Поздние вечера (Гладков) - страница 42

Когда после стольких лет я перечитывал роман, припоминая и сопоставляя свои юношеские и теперешние впечатления, я по-новому оценил мастерство, с которым написана эта глава. Нельзя не восхититься неожиданным и таким внутренне совершенно оправданным приемом художника, как тирада Безайса о Марксе, который отодвигает в сторону «Капитал» и говорит Энгельсу: «А знаешь, старина, это будет шикарно!»

У романа «По ту сторону» есть удивительное свойство: по своей лексике он кажется написанным не несколько десятилетий назад, а вчера. Представьте, что вы читаете его в первый раз, и вам почудится, что он недавно был напечатан в журнале «Юность»: его герои острят и «треплются», как герои повестей нашей молодой литературы, как современные студенты, геологи или физики, только, пожалуй, с бо́льшим вкусом. По манере думать и говорить, по целомудренной запрятанности внутреннего пафоса в притворное легкомыслие, в небрежность и в беззаботную шутку Безайс и Матвеев ближе к современной молодежи, чем герои иных произведений, написанных совсем недавно. В этом смысле паутина старомодности нигде не коснулась здания романа. К сожалению, этого нельзя сказать о многих книгах — ровесницах «По ту сторону». В чем тут причина? Может быть, писатель угадал и зафиксировал какие-то слагавшиеся уже тогда коренные психологические черты молодого участника революции, а не только наносные и поверхностные, меняющиеся чаще, чем мода на узкие или широкие брюки?

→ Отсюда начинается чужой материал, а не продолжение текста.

PR #2158, opened 2024-01-14
feat(forum): migrate post history to blade & improve mobile-friendliness

wescopeland:
This PR migrates the inner content of `/forumposthistory.php` to Blade, specifically reusing the post history component already leveraged on the homepage.

Resolves https://discord.com/channels/310192285306454017/1183823595978362880.

**Before**
Screenshot 2024-01-14 at 6 37 16 PM

Screenshot 2024-01-14 at 6 37 25 PM

**After**
Screenshot 2024-01-14 at 6 36 39 PM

Еще одна замечательная черта в романе — юмор. «Многое казалось Безайсу смешным, это была его особенность» (записные книжки Виктора Кина). «Мир был покрыт пятнами смешного» (там же). Не острословие персонажей, часто делающееся утомительным в иных произведениях, а всеобъемлющая атмосфера юмора, с которой никогда не уживаются ходульность и выспренность. Правда, это и личная черта Виктора Кина, всегда ему присущая. О его тонком и изящном юморе вспоминают решительно все, сколько-нибудь близко знавшие писателя. В его манере шутить было нечто естественное и органичное, причем он никогда не был «остряком». Мало того, его раздражали люди, острившие, так сказать, специально: это казалось ему прежде всего проявлением дурного вкуса, а с дурным вкусом он никогда не мирился.

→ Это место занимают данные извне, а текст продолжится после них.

PR #2159, opened 2024-01-15
Add game suggestions page

Jamiras:
Adds an option to the user's menu
image

That opens a page listing several potential games the user might want to play.
image

Also adds a link to game pages that lists potential games to play if the user enjoyed a specific game (https://discord.com/channels/310192285306454017/1193986525256499300).
image

image

For the user's suggested games, a weighted pool is created between completely random suggestions, games on the user's want to play list, and games related to games that the user has mastered. As such, players with more things on their want to play list will see more suggestions related to the want to play list, and players with more masteries will see more things related to previously mastered games.

For the similar games list, the pool only contains games related to the source game.

When a related game is selected from the weighted pool, it's further randomized to return one of the following:
* A game specifically marked as similar
* A random game from a hub the related game is associated to
* A random game from an author of achievements in the related game
* The most commonly mastered game amongst a random subset of players who mastered the related game.

Once a candidate game has been selected (either from the random list, the want to play list, or the related list), we check to see if it's already in the list. If not, and the user has some progress in the game, the game may be discarded based on that progress (i.e. a game with 10% completion has a 10% chance to be discarded). If the game is still eligible at this point, it's added to the list.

В период своей работы в Италии Кин навестил в Сорренто Алексея Максимовича Горького, которому очень нравился роман «По ту сторону», и услышал от него определение природы своего юмора — как близкого к англосаксонскому. Замечание тонкое и верное, и тут есть о чем задуматься.

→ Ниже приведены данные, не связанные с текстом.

PR #2153, opened 2024-01-13
refactor(user): migrate Completion Progress to blade and show beaten indicators

wescopeland:
This PR rewrites/migrates the Completion Progress component on user profiles to Blade. The progress bars now show award indicators for beaten (softcore), beaten, completed, and mastered that mirror the Completion Progress page.

Implementation details:
* `<x-hardcore-progress />` has been renamed to `<x-game-progress-bar />`.
* `<x-game-progress-bar />` now optionally supports showing award indicators for those 4 aforementioned award states as well as unfinished. This is not currently enabled on any tables using the bars.

https://github.com/RetroAchievements/RAWeb/assets/3984985/3631fd9b-2aae-438d-9fcb-6a33284c427c

PR #2161, opened 2024-01-15
feat: show progress on console game lists

wescopeland:
This PR migrates console game lists to the new reusable datagrid functionality that was recently introduced on hubs.

## UI/UX Changes
* The new route is `/system/{systemId}/games`. Old routes will redirect to the new route.
* Console game lists now support showing user progress and have an add/remove to backlog button.
* Console game lists now show player count for all games, and users can sort by this value similar to hubs.
* Users can now filter by progress status (ported from https://github.com/RetroAchievements/RAWeb/pull/2148).
* When viewing the list of games without achievements or the entire game list, the results are no longer paginated. Thanks to data denormalization from V5, even with progress and backlog support enabled, this results in sub-50ms queries.
* SEO metadata has been greatly improved.
* The "Last Updated" column has, again, been removed. There will likely be resistance to this - we should educate users why it's being removed (because it's not considering achievements and is only considering game metadata like release date, etc).
* It is no longer possible to support by clicking on column headers. _It is likely this enhancement should come in a future PR._
* The points column no longer shows RetroPoints.

**Before**
Screenshot 2024-01-15 at 4 43 06 PM

**After**
Screenshot 2024-01-15 at 4 43 17 PM

## Future Improvement
* Column headings should likely be sortable.
* We should add award indicators to the progress bars once https://github.com/RetroAchievements/RAWeb/pull/2153 is merged.
* We should add a user setting which simulates the color script behavior. I'll take this up in a separate PR.
* We should dramatically improve the mobile UX. This will require a separate PR.


app/Platform/Services/GameListService.php
```diff
@@ -102,10 +102,12 @@ public function initializeGameList(array $gameIds): void
...
-            if (substr($game['Title'], 0, 1) == '~') {
-                $tilde = strrpos($game['Title'], '~');
-                $game['SortTitle'] = trim(substr($game['Title'], $tilde + 1) . ' ' . substr($game['Title'], 0, $tilde + 1));
+            $game['SortTitle'] = mb_strtolower($game['Title']);
+            if (substr($game['SortTitle'], 0, 1) == '~') {
+                $tilde = strrpos($game['SortTitle'], '~');
+                $game['SortTitle'] = trim(substr($game['SortTitle'], $tilde + 1) . ' ' . substr($game['SortTitle'], 0, $tilde + 1));
+            } else {
+                $game['SortTitle'] = " " . $game['SortTitle'];
             }
```
wescopeland, line 111: I changed the `SortTitle` assignment logic.

"Tagged" games (eg: unlicensed, prototype, hack, etc) will now be moved to the bottom of the list in these datagrids. This mirrors the current _gameList.php_ behavior and seems desirable.

app/Platform/Controllers/SystemController.php
```diff
@@ -76,16 +83,112 @@ public function destroy(System $system): void
...
+
+        $availableSelectFilters = [];
+        if ($loggedInUser) {
+            $availableSelectFilters = [
+                [
+                    'kind' => 'status',
+                    'label' => 'Status',
+                    'options' => [
+                        'all' => 'All games',
+                        'unstarted' => 'No achievements earned',
```
Jamiras, line 152: I don't think it's specifically related to this PR, but when I apply the "No achievements earned" filter to my ArduBoy list, Ardynia disappears.

All Games:
image

No achievements earned:
image

app/Platform/Controllers/SystemController.php
```diff
@@ -76,16 +83,112 @@ public function destroy(System $system): void
...
+                        'lt-beaten-softcore' => 'Has progress, but no award',
+                        'gte-beaten-softcore' => 'Beaten (softcore) or greater',
+                        'gte-beaten-hardcore' => 'Beaten or greater',
+                        'eq-beaten-softcore-or-beaten-hardcore' => 'Beaten, but still missing achievements',
+                        'gte-completed' => 'Completed or mastered',
+                        'revised' => 'Completed or mastered, but the set was revised',
```
Jamiras, line 158: Also likely unrelated: I have a completed game that's mostly hardcore and hasn't been revised, but it's showing up under "revised":
image

app/Platform/Services/GameListService.php
Jamiras: Rather than prefixing a space on "good" titles to move them up, it might be more efficient to only prefix the modified titles with a "~" to move them down?

app/Platform/Services/GameListService.php
```diff
@@ -375,7 +377,7 @@ private function getTitleColumn(array $filterOptions): array
         return [
             'header' => 'Title',
             'render' => function ($game) use ($filterOptions) {
-                if (!$filterOptions['console']) {
+                if (isset($filterOptions['console']) && !$filterOptions['console']) {
```
Jamiras, line 380: I had a slightly different solution to this problem in #2159: https://github.com/RetroAchievements/RAWeb/pull/2159/files#diff-c4abbf0b8b7d6b454423e86a2bb4115262798cf69424713559b116f0ba4c74f3R378

public/gameList.php
```diff
@@ -23,6 +23,10 @@
     $offset = 0;
 }
 
+if ($consoleIDInput > 0) {
+    return redirect()->route('system.game.index', ['system' => $consoleIDInput]);
+}
+
```
Jamiras, line 29: I notice "All Games" hasn't been converted. I'm guessing that's intentional?

app/Platform/Services/GameListService.php
wescopeland: Good idea, addressed in latest.

app/Platform/Controllers/SystemController.php
wescopeland: Good catch - in latest I've hunted down the bug that was causing this problem.

app/Platform/Controllers/SystemController.php
wescopeland: Yep, another logic error here. Should be fixed in latest.

app/Platform/Services/GameListService.php
wescopeland: I attempted to replace this line with `if (!($filterOptions['console'] ?? false)) {`, however, for some reason it's causing the console labels to reappear:

Screenshot 2024-01-20 at 10 54 58 AM

public/gameList.php
wescopeland: Intentional, as we currently don't support pagination and I figured such an implementation could be hairy enough to justify its own PR.

app/Platform/Services/GameListService.php
wescopeland: I agree with your gut feeling.

Addressed in latest. I've added a new public member to `GameListService` called `withSystemNames`, which defaults to `true`.

`SystemController` flips this value to `false`.

I've adjusted `GameListService::getTitleColumn()` to:

```php
private function getTitleColumn(array $filterOptions): array
{
    $consoleName = null;
    if ($this->withConsoleNames) {
        $consoleName = $filterOptions['console'] ?? null;
    }

    return [
        'header' => 'Title',
        'render' => function ($game) use ($consoleName) {
            echo '<td>';
            echo Blade::render('
                <x-game.multiline-avatar
                    :gameId="$ID"
                    :gameTitle="$Title"
                    :gameImageIcon="$ImageIcon"
                    :consoleName="$consoleName"
                />', array_merge($game, ['consoleName' => $consoleName])
            );
            echo '</td>';
        },
    ];
}
```

Jamiras (approved):

app/Platform/Services/GameListService.php
```diff
@@ -372,29 +379,24 @@ private function initializeUserGames(User $user, array $gameIds): void
...
+        $consoleName = null;
+        if ($this->withConsoleNames) {
+            $consoleName = $filterOptions['console'] ?? null;
+        }
+
         return [
             'header' => 'Title',
-            'render' => function ($game) use ($filterOptions) {
-                if (!$filterOptions['console']) {
-                    echo '<td class="py-2">';
```
Jamiras, line 379: You requested I add this "py-2" because the multi-line rows felt "snug": https://github.com/RetroAchievements/RAWeb/pull/2130#discussion_r1442207108

If we don't need that, we could move the <td> elements out of render and put them directly in the sets-page.blade.php.

wescopeland: I think I screwed up here; I'm seeing a regression.

wescopeland: Screenshot 2024-01-23 at 5 56 10 PM

Digging into this now.

app/Platform/Services/GameListService.php
Jamiras: This solution doesn't seem to be working quite right. The console names aren't visible on the hub lists when not grouping by console, and when grouping by console they all just say "1":
image

app/Platform/Services/GameListService.php
wescopeland: Sorry about that - what a mess.

There was both a style and a logic regression here. I think they're both cleaned up in latest.

`py-2` is now reapplied if `$consoleName` is truthy.

The `$consoleName` assignment logic has been adjusted to:

```php
$consoleName = null;
if ($this->withConsoleNames && empty($filterOptions['console'])) {
    $consoleName = $game['ConsoleName'] ?? null;
}
```

Now I correctly see console names again on hubs if I'm not grouping by console.

Jamiras (approved):

app/Platform/Services/GameListService.php
wescopeland: Thanks, I think we both noticed this around the same time. Addressed in latest, and further expounded upon here: https://github.com/RetroAchievements/RAWeb/pull/2161#discussion_r1464102596

app/Platform/Controllers/SystemController.php
```diff
@@ -76,16 +83,113 @@ public function destroy(System $system): void
...
+        $totalUnfilteredCount = count($gameIds);
+
+        $this->gameListService->initializeUserProgress($loggedInUser, $gameIds);
+        $this->gameListService->initializeGameList($gameIds);
+
+        if (isset($filterOptions['populated'])) {
+            $this->gameListService->filterGameList(function ($game) use ($filterOptions) {
+                return $this->usePopulatedFilter($game, $filterOptions['populated']);
+            });
+        }
```
luchaos, line 120: this fails for me:
```
 ------ -------------------------------------------------------------------------------------------------------------
  Line   app/Platform/Controllers/SystemController.php
 ------ -------------------------------------------------------------------------------------------------------------
  116    Offset 'populated' on array{populated: mixed, status?: mixed} in isset() always exists and is not nullable.
 ------ -------------------------------------------------------------------------------------------------------------
 ```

Откуда у сына борисоглебского паровозного машиниста Павла Ильича Суровикина англосаксонский юмор? Но мир влияния литературы неделим: американские девушки влюбляются в Наташу Ростову, английский начинающий писатель-шахтер ночами читает Чехова, Павка Корчагин бредил Оводом, а борисоглебские и арзамасские мальчишки упивались растрепанными томами приложений к журналу «Природа и люди» и желтенькими книжечками «Универсальной библиотеки», впервые в России печатавшей Джека Лондона. Кии учился у Марка Твена и Джека Лондона, Стивенсона и Киплинга.